No, Dart had nothing to do with planned modifications to JS, and if you think
it was in the oven for a long time, why then have 2 years passed and it still
isn't shipping in the browser, and the language grammar has undergone many
changes? It's spent an enormous amount of time, the vast majority, in public
development. The Dart2JS compiler was rewritten multiple times from scratch
since then.

I work for the GWT team, which was also owns the Google Closure Compiler.
Simultaneously, at the same time, our team was kicking around taking the
Closure type annotations, and making them actual (optional) grammar terminals
instead of boilerplately JsDoc comments, pretty much exactly what TypeScript
or JSX is today, and then propose those changes to TC39 (one difference is, we
didn't have classes, we had Structural Types). A separate team was working on
Traceur, which was prototyping a different set of changes to JS, and they too
were planning to go the TC39 route. Google is a big company and can have
multiple teams prototyping many approaches. This stuff about turning JS into
Java sounds like religious nonsense from people who have an aesthetic
derangement over classes and OO, there are advocates on both sides, not just
Googlers (and in fact, there are Googlers opposed to classes in JS), and ES6
has been fielding Class proposals. We were testing out how various extensions
"felt" and worked with tooling, for example, Structural Typing in the presence
of recursive types has issues.

There's nothing "non-open" about coming up with language extensions, doing a
prototype implementation, and then putting it out for public review and
drawing up a spec. That's exactly how all of the IETF specs get done -- rough
consensus and running code. Talk is cheap, a proposal is better understood if
it comes with an example prototype. Mozilla does their own prototyping of
extensions to JS, it's the only way to really do a sanity check. Compared to
IronMonkey, no one is under any illusions that something like Traceur was
being pushed as some kind of official product for people to adopt and use, it
was very clearly, a test bed for experimentation.

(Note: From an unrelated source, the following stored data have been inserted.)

PR #2276, opened 2019-06-15
CircleCI build: Increment key version to clear cache

dlabrecq:
Added `v2` prefix to the key name. This will clear the cache and get PR builds working, again.

See https://circleci.com/docs/2.0/caching/#clearing-cache

Fixes https://github.com/patternfly/patternfly-react/issues/2277


redallen:
`{{ .Environment.CACHE_VERSION }}` is an environment variable set on Circle's webpage I've been bumping often, so this change won't do much.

If we take your definition, no one outside of Mozilla had any say over asm.js,
they developed the complete asm.js spec without involving the public, dumped
it fully formed, along with an implementation VM, emscripten integration, and
even an UnrealEngine demo, all before any standardization activity. The draft
spec has no non-Mozilla editors/contributors listed or acknowledged as far as
I can tell.

One of the real shames here, all the focus on Dart/NaCL, while native apps
distributed on mobile OSes are eating our lunch. I want ChromeOS and FirefoxOS
to be a success, but it is more likely to be a success if Mozilla, Google, et
al can work together, and avoid attacks. It pains me to see this because both
sides are doing tremendous work to move the web forward, and pettiness can
harm spirit of cooperation.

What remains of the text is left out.